WHAT YOU ARE ASKED TO DO
The data below holds the lines to copy: everything from the line containing "Remove arrow changeset pin (fixes #2027)" to the line containing "It's not macOS;", both ends included, set down exactly.

^^^^^^^^

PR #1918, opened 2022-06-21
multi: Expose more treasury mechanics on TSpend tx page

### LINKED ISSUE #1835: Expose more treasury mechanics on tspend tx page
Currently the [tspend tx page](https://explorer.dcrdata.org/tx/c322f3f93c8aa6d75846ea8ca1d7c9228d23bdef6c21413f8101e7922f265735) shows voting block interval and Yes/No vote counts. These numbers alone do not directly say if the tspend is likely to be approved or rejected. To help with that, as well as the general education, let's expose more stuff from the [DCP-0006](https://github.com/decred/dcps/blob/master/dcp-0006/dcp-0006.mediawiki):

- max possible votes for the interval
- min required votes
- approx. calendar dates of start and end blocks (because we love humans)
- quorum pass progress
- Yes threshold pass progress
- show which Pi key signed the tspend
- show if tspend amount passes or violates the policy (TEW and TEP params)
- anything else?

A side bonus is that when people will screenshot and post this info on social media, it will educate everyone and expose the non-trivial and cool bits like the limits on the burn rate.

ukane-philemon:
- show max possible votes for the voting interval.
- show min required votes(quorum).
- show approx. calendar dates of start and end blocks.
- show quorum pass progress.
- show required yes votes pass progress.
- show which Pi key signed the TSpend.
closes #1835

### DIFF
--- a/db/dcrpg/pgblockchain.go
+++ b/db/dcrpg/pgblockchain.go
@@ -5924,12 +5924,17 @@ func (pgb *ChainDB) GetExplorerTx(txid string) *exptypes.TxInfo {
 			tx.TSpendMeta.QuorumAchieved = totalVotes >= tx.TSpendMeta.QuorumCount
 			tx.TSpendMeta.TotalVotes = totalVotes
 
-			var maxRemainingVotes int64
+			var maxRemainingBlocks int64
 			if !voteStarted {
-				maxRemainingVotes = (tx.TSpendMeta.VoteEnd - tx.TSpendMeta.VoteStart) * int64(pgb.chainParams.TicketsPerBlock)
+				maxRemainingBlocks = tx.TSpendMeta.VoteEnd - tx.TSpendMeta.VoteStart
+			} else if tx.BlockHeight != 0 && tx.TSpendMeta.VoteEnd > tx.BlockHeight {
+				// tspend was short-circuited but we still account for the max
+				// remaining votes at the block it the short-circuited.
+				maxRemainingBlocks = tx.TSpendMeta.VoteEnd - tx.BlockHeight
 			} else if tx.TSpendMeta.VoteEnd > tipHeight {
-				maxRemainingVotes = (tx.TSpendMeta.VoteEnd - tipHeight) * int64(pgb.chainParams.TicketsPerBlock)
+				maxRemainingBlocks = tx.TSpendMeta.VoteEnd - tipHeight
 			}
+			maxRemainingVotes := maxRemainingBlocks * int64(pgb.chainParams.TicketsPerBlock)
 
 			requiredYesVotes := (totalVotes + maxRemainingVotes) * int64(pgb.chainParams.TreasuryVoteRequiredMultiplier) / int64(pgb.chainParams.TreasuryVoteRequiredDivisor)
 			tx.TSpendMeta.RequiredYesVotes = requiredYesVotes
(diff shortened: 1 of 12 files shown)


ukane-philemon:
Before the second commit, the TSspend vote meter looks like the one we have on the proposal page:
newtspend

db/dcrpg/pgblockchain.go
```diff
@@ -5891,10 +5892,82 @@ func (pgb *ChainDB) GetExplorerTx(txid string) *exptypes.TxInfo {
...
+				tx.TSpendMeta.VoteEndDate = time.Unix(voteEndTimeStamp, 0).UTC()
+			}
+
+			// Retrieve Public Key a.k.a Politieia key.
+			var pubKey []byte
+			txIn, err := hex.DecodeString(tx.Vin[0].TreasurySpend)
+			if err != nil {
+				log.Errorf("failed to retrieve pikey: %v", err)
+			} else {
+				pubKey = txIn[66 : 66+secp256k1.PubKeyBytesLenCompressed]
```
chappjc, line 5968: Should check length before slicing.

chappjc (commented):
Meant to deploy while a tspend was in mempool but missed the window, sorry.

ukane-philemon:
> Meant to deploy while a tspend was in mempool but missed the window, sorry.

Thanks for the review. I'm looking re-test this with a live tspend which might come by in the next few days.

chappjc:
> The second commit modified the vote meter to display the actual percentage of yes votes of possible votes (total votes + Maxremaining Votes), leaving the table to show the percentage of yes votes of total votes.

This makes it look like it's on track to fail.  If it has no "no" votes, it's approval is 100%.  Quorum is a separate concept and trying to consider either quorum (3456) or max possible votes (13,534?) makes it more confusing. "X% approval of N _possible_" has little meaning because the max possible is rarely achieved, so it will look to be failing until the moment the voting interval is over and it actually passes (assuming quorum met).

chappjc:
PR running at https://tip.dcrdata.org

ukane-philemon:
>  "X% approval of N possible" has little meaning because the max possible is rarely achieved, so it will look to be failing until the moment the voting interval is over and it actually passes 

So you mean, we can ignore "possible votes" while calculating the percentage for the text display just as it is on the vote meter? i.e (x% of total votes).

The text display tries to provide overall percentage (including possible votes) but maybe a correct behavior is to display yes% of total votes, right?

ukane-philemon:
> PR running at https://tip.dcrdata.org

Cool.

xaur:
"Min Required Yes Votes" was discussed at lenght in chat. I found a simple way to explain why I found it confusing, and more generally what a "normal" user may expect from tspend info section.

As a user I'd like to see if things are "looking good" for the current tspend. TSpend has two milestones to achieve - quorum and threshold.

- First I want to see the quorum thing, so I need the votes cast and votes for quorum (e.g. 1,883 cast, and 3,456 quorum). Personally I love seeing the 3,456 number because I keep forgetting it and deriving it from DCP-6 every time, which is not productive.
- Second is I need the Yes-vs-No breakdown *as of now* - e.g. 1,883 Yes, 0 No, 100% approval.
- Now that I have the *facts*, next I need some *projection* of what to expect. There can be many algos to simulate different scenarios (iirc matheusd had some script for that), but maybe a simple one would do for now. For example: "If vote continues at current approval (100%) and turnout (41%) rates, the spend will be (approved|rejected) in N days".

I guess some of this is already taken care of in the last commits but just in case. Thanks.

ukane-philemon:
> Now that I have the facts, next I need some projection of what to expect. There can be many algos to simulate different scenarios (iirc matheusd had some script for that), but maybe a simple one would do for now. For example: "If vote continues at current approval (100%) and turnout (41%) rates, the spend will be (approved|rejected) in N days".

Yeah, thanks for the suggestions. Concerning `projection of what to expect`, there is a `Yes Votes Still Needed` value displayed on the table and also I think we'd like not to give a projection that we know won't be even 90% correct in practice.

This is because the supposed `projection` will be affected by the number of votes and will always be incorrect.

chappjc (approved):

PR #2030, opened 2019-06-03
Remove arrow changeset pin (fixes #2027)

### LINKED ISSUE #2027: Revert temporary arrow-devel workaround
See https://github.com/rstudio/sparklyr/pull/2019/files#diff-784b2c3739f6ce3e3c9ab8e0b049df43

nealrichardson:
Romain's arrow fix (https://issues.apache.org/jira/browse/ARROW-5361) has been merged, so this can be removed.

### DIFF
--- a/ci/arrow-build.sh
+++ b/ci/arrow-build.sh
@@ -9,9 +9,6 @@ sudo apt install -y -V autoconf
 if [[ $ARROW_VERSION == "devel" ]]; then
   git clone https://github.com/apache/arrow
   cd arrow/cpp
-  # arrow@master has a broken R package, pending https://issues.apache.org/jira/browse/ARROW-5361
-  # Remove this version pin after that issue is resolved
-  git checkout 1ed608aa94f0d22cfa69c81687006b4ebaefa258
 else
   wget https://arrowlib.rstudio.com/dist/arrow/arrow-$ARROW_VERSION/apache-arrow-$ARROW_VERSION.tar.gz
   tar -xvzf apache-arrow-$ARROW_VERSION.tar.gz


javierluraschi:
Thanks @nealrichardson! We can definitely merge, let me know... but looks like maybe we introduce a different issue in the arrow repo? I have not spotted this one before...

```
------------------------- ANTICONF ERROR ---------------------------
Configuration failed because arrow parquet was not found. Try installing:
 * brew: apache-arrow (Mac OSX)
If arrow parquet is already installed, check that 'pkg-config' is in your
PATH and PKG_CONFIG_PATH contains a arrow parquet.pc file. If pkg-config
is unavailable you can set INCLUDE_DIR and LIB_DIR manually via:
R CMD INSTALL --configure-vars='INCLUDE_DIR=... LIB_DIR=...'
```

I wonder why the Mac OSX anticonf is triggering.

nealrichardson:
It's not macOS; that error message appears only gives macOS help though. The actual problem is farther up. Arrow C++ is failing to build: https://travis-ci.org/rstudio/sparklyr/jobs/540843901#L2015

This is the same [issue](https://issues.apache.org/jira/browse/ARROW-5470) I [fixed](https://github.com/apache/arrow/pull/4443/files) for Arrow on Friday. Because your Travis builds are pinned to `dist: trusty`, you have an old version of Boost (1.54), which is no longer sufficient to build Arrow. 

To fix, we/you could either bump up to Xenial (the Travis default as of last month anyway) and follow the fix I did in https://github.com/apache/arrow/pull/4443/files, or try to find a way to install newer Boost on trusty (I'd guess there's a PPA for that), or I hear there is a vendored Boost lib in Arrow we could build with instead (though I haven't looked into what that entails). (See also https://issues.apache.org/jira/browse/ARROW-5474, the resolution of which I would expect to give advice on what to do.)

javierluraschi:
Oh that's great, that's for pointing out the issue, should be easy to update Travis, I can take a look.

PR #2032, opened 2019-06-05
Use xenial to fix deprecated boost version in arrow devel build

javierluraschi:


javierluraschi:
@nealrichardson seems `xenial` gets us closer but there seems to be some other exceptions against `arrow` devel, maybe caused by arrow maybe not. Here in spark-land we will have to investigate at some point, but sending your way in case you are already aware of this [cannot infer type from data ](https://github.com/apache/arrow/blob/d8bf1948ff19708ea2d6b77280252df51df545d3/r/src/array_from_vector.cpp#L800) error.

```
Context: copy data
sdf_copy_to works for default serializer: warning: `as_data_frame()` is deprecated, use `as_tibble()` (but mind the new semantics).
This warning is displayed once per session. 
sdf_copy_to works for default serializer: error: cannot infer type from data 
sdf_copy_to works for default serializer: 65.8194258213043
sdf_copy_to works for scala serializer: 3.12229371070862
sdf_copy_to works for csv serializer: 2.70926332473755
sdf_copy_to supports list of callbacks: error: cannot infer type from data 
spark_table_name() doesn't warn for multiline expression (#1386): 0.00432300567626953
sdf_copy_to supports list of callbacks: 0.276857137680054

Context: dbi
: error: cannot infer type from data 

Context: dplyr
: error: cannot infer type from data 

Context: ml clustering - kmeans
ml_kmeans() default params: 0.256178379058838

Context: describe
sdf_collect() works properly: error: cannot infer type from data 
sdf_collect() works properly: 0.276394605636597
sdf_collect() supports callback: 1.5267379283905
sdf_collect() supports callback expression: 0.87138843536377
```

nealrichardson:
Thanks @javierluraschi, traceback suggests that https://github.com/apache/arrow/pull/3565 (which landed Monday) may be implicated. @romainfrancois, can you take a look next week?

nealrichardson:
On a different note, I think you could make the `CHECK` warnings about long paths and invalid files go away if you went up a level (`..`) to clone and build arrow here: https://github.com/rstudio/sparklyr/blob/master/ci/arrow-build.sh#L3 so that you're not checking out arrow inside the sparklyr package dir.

^^^^^^^^

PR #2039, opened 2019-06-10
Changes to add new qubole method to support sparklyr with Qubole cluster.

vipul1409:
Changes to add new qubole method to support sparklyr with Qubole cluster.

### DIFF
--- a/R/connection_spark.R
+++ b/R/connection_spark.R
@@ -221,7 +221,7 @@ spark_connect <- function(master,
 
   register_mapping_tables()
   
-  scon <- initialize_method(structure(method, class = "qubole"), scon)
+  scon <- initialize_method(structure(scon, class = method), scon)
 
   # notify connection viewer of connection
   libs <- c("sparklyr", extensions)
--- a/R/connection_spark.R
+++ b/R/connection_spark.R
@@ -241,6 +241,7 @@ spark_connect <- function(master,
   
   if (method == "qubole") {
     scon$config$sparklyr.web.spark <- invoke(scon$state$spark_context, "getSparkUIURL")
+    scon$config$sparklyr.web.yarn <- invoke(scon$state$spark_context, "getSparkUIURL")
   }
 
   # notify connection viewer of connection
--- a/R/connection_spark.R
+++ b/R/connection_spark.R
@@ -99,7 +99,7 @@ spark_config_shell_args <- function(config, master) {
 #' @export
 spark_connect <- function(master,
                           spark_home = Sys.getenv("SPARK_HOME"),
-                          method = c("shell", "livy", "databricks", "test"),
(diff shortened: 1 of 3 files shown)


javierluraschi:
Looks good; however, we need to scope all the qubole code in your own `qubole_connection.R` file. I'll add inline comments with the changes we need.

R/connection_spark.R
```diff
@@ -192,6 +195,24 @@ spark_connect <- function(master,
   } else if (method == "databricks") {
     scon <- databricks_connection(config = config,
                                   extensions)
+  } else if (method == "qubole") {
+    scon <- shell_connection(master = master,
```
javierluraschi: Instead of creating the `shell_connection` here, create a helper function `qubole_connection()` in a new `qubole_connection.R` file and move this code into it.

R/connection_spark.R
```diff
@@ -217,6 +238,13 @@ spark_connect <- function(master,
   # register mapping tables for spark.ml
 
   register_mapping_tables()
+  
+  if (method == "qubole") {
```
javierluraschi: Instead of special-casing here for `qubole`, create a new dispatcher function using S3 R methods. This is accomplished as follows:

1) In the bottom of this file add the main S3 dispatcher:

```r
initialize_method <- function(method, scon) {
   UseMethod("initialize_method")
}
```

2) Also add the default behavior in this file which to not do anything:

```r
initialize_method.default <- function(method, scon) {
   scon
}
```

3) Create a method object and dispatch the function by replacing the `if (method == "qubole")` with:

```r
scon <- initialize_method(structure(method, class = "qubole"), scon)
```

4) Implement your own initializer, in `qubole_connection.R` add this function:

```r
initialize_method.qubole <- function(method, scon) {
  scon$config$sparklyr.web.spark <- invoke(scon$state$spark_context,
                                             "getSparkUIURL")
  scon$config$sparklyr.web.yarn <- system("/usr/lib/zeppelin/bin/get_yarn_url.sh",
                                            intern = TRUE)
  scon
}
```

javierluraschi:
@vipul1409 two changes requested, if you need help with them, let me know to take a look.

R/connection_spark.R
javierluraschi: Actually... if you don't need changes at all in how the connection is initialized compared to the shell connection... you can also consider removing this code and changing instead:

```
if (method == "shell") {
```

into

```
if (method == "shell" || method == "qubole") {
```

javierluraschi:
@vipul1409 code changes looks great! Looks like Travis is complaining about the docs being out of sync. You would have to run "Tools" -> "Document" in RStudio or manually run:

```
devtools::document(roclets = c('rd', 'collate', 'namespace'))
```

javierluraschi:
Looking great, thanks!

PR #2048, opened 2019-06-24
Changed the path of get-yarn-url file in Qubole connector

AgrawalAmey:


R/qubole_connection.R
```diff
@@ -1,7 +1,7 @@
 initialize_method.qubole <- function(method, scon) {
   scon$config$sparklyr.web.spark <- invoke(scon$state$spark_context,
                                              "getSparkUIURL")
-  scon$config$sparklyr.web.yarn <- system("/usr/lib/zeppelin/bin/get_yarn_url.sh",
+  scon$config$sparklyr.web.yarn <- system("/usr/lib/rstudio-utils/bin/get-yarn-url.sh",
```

^^^^^^^^

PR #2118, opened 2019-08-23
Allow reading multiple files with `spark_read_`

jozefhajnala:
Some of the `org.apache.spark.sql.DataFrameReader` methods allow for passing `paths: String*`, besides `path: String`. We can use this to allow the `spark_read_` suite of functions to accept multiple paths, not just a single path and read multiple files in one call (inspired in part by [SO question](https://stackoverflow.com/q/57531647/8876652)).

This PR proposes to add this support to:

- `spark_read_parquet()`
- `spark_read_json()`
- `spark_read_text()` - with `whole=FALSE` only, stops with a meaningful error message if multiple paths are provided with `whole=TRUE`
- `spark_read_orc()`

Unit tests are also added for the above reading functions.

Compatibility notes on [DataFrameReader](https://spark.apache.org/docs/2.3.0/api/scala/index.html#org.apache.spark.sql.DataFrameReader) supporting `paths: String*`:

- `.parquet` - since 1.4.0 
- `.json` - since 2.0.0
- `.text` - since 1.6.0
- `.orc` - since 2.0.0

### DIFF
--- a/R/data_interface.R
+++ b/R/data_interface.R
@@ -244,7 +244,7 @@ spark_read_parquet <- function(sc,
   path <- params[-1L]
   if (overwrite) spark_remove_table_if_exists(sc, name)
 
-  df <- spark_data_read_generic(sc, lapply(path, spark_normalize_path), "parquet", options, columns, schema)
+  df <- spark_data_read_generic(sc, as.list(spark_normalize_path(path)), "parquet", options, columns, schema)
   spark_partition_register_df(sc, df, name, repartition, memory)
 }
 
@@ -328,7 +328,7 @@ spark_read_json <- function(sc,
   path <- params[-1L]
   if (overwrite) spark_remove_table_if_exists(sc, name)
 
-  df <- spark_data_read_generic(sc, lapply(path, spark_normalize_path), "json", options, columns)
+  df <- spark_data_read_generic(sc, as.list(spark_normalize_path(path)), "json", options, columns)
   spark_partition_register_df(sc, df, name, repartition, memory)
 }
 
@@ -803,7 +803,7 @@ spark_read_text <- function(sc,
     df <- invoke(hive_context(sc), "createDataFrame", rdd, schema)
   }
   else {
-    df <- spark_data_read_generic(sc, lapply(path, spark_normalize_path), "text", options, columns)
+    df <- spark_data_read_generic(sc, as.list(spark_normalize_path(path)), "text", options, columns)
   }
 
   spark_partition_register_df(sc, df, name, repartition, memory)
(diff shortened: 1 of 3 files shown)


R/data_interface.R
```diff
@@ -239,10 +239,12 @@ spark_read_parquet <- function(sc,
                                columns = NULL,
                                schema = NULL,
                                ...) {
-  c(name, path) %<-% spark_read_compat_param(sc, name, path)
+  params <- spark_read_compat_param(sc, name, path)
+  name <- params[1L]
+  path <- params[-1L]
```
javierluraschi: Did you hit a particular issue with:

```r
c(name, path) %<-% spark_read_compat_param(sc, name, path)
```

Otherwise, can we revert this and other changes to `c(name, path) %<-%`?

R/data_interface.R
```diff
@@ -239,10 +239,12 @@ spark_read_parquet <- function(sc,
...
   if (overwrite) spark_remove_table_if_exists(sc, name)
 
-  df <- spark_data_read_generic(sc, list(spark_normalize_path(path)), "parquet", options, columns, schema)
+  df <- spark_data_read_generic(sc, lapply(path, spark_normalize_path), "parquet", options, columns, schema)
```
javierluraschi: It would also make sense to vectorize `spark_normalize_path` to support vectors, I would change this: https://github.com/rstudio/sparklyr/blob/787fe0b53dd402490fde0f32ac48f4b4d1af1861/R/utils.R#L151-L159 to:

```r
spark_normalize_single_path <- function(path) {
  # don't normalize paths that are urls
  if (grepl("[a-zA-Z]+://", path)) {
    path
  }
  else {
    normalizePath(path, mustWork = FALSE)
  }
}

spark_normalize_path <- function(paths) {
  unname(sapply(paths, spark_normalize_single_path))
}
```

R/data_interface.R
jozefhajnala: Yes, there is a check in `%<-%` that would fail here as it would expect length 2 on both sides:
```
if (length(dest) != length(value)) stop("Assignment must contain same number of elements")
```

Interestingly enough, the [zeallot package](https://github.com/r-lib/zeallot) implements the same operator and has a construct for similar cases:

^^^^^^^^

EXERCISE ANSWER
Remove arrow changeset pin (fixes #2027)

### LINKED ISSUE #2027: Revert temporary arrow-devel workaround
See https://github.com/rstudio/sparklyr/pull/2019/files#diff-784b2c3739f6ce3e3c9ab8e0b049df43

nealrichardson:
Romain's arrow fix (https://issues.apache.org/jira/browse/ARROW-5361) has been merged, so this can be removed.

### DIFF
--- a/ci/arrow-build.sh
+++ b/ci/arrow-build.sh
@@ -9,9 +9,6 @@ sudo apt install -y -V autoconf
 if [[ $ARROW_VERSION == "devel" ]]; then
   git clone https://github.com/apache/arrow
   cd arrow/cpp
-  # arrow@master has a broken R package, pending https://issues.apache.org/jira/browse/ARROW-5361
-  # Remove this version pin after that issue is resolved
-  git checkout 1ed608aa94f0d22cfa69c81687006b4ebaefa258
 else
   wget https://arrowlib.rstudio.com/dist/arrow/arrow-$ARROW_VERSION/apache-arrow-$ARROW_VERSION.tar.gz
   tar -xvzf apache-arrow-$ARROW_VERSION.tar.gz


javierluraschi:
Thanks @nealrichardson! We can definitely merge, let me know... but looks like maybe we introduce a different issue in the arrow repo? I have not spotted this one before...

```
------------------------- ANTICONF ERROR ---------------------------
Configuration failed because arrow parquet was not found. Try installing:
 * brew: apache-arrow (Mac OSX)
If arrow parquet is already installed, check that 'pkg-config' is in your
PATH and PKG_CONFIG_PATH contains a arrow parquet.pc file. If pkg-config
is unavailable you can set INCLUDE_DIR and LIB_DIR manually via:
R CMD INSTALL --configure-vars='INCLUDE_DIR=... LIB_DIR=...'
```

I wonder why the Mac OSX anticonf is triggering.

nealrichardson:
It's not macOS; that error message appears only gives macOS help though. The actual problem is farther up. Arrow C++ is failing to build: https://travis-ci.org/rstudio/sparklyr/jobs/540843901#L2015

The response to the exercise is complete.